Any player worth their salt will want to start and stay on when the season gets to this stage and there is still something so worthy to play for. That's why it would come as a huge shock if we did not see Bamford on Friday night, for at least some of the Queens Park Rangers game. The striker has a bruised knee and was rated as a 'major doubt' for the penultimate league outing, when Farke sat down with some members of the local media at lunchtime on Thursday. He did not finish Monday's 4-3 win at Middlesbrough, but his 75-minute appearance was sufficient to suggest he would be Farke's man in the number 9 position for the remaining two games. He scored, he got himself in position to have chances and he linked the play reasonably well.

"Obviously he's important for us in terms of his goals because he has this natural instinct where to be," said Farke. "You need to have this natural striker’s instinct and this is what Patrick has. He’s also crucial in our pressing, in our workload also, when he's concentrated on holding the ball, on linking the play. I think he's important and especially because he's experienced. He can calm the [younger] lads down. Sometimes he also can fire them up. You need experience in this role."

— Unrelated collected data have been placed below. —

PR #84, opened 2023-11-10
Adds subscribers to Am data collection when they are created.

saltiyazan:
To be able to get subscribers created using `PostSubscriberByID` and making the behavior of `GetSubscribers` symmetric to it, we are adding a subscriber entry to the `subscriptionData.provisionedData.amData` collection. At the time of the creation of the subscriber only the `imsi` is known and is added in the `ueId` field, the rest of the fields are updated later on.


saltiyazan:
Please take a look, if it seems good I will put it to ready to review @ghislainbourgeois :)

configapi/api_sub_config.go
```diff
@@ -275,15 +275,18 @@ func GetSubscribers(c *gin.Context) {
...
 	for _, amData := range amDataList {
-		ueId := amData["ueId"]
-		servingPlmnId := amData["servingPlmnId"]
-		tmp := configmodels.SubsListIE{
-			PlmnID: servingPlmnId.(string),
-			UeId:   ueId.(string),
+		ueId := amData["ueId"].(string) // Since ueId is guaranteed to exist
+
+		var tmp configmodels.SubsListIE
+		tmp.UeId = ueId
```
ghislainbourgeois, line 284:
```suggestion
		tmp := configmodels.SubsListIE{
		    UeId: amData["ueID"].(string),
		}
```

ghislainbourgeois (changes requested):
Looks good, I only have one small comment

configapi/api_sub_config.go
saltiyazan: ✅

ghislainbourgeois (approved):

configapi/api_sub_config.go
```diff
@@ -275,15 +275,18 @@ func GetSubscribers(c *gin.Context) {
...
+	var subsList []configmodels.SubsListIE
 	amDataList := MongoDBLibrary.RestfulAPIGetMany(amDataColl, bson.M{})
 	for _, amData := range amDataList {
-		ueId := amData["ueId"]
-		servingPlmnId := amData["servingPlmnId"]
+
 		tmp := configmodels.SubsListIE{
-			PlmnID: servingPlmnId.(string),
-			UeId:   ueId.(string),
+		    UeId: amData["ueID"].(string),
```
gruyaume, line 283:
```suggestion
		    UeId: amData["ueId"].(string),
```

gruyaume (changes requested):

gab-arrobo:
@saltiyazan please rebase this PR

saltiyazan:
> > > @saltiyazan please rebase this PR
> > 
> > 
> > Just did. @gab-arrobo :)
> 
> Hi @saltiyazan, it is not. You need to align it with the master branch and that is why GitHub is showing `This branch is out-of-date with the base branch`
> 
> image

Hi @gab-arrobo 
How about now? I think it's in sync now.

gab-arrobo:
test this please

proto/server/configEvtHandler_test.go
```diff
@@ -272,3 +272,30 @@ func Test_handleNetworkSlicePost_alreadyExists(t *testing.T) {
 		}
 	}
 }
+
+func Test_handleSubscriberPost(t *testing.T) {
+	imsi := "1234"
```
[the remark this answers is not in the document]
saltiyazan: If I'm not mistaken the `ueId` is provided without the `imsi-` prefix in the post request, example:
```
curl -v ${WEBUI_IP}:5000/api/subscriber/imsi-208930100007487 \
--header 'Content-Type: text/plain' \
--data '{
    "UeId":"208930100007487",
    "opc":"981d464c7c52eb6e5036234984ad0bcf",
    "key":"5122250214c33e723a5dd523fc145fc0",
    "sequenceNumber":"16f3b3f70fc2"
}
```
`PostSubscriberByID` then takes the `ueId` and passes it in the `configChannel` channel as the imsi.
And then the `imsi-` prefix is added in the functions of `configEvtHandler.go` as in `configHandler`
Based on that I think the imsi here should given and put into `configMsg` without the prefix.
The name `imsi` might be confusing, I changed it to `ueId` and changed `1234` to `208930100007487`
Please let me know if I'm missing something or being wrong.

gab-arrobo:
ok to test

proto/server/configEvtHandler.go
```diff
@@ -163,6 +164,17 @@ func configHandler(configMsgChan chan *configmodels.ConfigMessage, configReceive
 	}
 }
 
+func handleSubscriberPost(configMsg *configmodels.ConfigMessage) {
```
gab-arrobo, line 167: Should we also add the `get` method(s) for this? The other `handle` functions have `get` functions.

saltiyazan: That is because the "subscriber" is handled a bit differently in the code.
The subscriber object does not exist as such, when a call is made to `get subscriber by ID`, the object is created by fetching data from different collections, and put into the `SubsData` object.
When we make a `post call to create the subscriber`, we don't really create the subscriber, we post a message with the `ueId` to `configChannel` and then update the `AuthenticationSubscription` data collection. Only when the device group and network slice are created the rest of the data required to build the `SubsData` object is added.
In this PR my aim is to save the `ueId` to the `AmData` even before creating the device group and network slice so we do get a list of the subscribers when we call `GetSubscribers`.
Having that said, based on my understanding of how subscribers are handled in the code, adding a `getSubscriber` here would be misleading, as we can't be sure of having all ghe bits needed ti build the `SubsData` right after a `subscriber post`, all we have for sure is the `ueId`.
The handler of the `get request for a subscriber` is in `api_sub_config.go` file as `GetSubscriberByID` and `GetSubscribers`.

Please let me know if I have answered the question or not, or if I'm missing anything here :)

thakurajayL (approved):

thakurajayL:
Could you please rebase your branch,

Farke has had doubts over player availability on other occasions this season and still has been able to count upon their services. Asked if Bamford would be available should the game come on Saturday rather than Friday night and he answered in the affirmative, so we know this knee bruise is not in the same category as Daniel James' core injury or the muscle issue that ruled Connor Roberts out before the trip to Boro. It would not be entirely fair to suggest there is some kidology at play, there will definitely be a bruise and if Farke says so then there will be some doubt, but it would do no harm to keep QPR guessing just a little as to who exactly their centre-backs might be facing. It's just very difficult to imagine, ahead of game of this magnitude, that a player who has shared a dressing room with players like Liam Cooper, Luke Ayling, Stuart Dallas and Rodrigo, who all played through the pain barrier to be there in big games, and has almost certainly done the same himself previously, would not be bending his manager's ear with protestations of health and vitality. Look boss, I can sprint. Did you see how I bounded up the stairs to lunch? I just did 10 squats with both Summerville and Gnonto on my shoulders. Etcetera, etcetera. It's equally difficult to imagine Farke not going with his current first-choice centre forward for what is now the biggest game of the season.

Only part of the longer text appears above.